◆ What is needed ◆
If a line contains the word "following", include it in the count; state how many such lines the listing has and nothing else.

◆ Data shown ◆

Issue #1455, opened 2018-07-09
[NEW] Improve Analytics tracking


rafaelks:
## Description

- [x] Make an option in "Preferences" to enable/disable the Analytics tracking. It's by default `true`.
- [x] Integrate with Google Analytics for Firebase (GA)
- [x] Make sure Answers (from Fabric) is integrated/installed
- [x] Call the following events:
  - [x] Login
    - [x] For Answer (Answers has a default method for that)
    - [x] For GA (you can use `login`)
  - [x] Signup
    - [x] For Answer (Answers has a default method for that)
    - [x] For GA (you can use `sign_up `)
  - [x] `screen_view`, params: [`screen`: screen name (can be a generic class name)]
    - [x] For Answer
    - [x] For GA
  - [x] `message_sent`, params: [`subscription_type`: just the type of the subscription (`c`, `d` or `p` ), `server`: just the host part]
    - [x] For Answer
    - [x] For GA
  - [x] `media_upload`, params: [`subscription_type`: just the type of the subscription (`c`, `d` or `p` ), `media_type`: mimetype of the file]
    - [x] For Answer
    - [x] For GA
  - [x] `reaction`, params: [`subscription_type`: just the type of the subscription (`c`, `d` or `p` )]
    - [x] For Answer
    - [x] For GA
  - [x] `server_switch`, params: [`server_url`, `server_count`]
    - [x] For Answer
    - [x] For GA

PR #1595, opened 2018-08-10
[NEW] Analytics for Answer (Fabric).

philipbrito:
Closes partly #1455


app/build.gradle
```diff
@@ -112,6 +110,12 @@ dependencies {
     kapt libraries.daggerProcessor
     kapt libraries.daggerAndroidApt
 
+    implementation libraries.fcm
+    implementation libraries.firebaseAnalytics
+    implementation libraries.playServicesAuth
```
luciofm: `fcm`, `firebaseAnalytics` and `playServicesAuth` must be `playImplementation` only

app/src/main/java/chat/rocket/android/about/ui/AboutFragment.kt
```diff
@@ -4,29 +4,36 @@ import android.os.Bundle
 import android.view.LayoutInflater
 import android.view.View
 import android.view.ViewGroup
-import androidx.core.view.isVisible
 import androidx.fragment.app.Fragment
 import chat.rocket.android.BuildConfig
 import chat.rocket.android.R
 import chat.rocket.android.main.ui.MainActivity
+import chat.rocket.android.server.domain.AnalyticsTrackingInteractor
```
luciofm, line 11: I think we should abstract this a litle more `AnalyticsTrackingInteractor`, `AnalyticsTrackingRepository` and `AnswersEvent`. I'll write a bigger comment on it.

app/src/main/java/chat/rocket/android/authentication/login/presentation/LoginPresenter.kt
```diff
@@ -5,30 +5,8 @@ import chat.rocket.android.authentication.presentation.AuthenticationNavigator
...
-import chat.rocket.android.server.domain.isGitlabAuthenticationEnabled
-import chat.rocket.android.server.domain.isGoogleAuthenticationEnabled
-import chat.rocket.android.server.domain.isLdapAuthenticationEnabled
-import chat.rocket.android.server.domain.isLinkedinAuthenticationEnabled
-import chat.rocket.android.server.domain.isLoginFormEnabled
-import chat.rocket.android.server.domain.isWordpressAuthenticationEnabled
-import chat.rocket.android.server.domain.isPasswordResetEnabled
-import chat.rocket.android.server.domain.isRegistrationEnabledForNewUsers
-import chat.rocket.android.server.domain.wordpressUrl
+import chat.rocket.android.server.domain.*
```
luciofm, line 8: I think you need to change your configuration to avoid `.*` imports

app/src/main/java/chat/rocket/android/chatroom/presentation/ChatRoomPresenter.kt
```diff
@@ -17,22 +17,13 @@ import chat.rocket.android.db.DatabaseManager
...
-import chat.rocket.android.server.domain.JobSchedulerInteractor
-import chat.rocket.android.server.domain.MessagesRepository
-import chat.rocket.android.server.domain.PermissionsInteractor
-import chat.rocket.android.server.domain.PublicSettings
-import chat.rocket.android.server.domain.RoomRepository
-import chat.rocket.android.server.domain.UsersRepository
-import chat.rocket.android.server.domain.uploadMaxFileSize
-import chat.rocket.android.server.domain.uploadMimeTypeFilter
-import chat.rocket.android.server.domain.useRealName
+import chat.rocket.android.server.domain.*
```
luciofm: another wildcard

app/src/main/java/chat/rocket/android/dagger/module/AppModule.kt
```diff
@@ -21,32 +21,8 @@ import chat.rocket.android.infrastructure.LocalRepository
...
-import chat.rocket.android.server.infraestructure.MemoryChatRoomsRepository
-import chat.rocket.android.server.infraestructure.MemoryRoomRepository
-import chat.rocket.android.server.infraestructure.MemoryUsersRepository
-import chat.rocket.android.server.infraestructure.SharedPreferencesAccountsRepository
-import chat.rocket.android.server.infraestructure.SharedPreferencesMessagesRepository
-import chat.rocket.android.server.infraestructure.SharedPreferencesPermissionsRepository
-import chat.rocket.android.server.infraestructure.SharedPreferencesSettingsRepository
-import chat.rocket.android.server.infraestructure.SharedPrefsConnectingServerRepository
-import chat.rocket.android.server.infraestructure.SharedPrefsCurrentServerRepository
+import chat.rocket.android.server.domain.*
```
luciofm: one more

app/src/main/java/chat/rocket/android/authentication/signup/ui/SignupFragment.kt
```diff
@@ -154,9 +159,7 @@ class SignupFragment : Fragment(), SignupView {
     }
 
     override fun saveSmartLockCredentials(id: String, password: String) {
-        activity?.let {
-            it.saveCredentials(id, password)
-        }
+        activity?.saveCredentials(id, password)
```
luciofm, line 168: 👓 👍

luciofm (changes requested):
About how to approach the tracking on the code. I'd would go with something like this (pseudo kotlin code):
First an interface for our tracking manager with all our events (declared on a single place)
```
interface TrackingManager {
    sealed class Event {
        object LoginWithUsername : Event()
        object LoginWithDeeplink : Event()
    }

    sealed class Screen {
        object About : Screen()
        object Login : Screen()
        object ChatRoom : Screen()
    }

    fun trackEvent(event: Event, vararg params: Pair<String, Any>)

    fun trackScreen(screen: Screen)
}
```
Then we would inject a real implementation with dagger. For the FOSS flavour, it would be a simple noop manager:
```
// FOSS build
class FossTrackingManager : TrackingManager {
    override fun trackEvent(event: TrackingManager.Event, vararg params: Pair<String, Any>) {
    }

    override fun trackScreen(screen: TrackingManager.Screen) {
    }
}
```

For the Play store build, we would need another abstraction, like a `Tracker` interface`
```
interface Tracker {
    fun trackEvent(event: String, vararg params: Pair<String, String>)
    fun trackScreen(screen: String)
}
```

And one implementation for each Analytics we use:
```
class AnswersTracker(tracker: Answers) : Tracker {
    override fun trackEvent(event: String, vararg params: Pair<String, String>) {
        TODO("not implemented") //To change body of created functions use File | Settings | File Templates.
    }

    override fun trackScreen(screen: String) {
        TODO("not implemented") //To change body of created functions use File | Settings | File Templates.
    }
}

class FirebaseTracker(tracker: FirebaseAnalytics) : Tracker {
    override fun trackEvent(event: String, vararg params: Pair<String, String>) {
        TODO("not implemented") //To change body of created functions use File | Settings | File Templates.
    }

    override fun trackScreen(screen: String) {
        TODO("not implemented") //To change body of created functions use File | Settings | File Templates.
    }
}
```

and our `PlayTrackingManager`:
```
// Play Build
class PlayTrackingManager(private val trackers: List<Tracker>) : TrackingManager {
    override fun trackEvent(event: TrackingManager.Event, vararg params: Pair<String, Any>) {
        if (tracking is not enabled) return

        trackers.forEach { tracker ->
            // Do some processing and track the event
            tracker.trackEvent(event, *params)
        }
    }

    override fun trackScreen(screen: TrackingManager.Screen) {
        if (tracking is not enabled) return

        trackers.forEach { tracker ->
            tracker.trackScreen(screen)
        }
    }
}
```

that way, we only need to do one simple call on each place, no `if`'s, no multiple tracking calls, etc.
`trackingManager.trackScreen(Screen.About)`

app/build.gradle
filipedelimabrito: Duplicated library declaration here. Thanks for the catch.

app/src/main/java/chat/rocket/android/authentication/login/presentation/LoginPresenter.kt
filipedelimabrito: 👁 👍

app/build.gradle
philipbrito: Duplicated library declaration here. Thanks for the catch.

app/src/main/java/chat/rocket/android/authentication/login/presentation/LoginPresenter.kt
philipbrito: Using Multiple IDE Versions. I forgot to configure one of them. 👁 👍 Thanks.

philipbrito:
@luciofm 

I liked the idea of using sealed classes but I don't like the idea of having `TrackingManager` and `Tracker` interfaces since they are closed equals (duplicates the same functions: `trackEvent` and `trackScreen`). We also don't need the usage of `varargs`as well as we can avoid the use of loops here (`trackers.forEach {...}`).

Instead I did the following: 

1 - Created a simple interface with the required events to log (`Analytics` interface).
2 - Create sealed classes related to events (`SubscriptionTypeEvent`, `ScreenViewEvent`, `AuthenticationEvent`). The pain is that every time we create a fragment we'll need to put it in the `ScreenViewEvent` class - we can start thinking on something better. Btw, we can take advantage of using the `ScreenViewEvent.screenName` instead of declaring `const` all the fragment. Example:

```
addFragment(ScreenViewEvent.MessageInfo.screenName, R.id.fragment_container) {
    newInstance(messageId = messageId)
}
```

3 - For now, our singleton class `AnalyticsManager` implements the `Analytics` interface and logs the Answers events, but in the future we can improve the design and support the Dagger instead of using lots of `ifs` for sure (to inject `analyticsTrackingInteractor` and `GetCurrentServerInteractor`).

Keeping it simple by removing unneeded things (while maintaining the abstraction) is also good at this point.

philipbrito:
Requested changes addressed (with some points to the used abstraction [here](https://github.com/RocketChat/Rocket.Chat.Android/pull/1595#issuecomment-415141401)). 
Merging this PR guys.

◆ Answer to the exercise ◆
2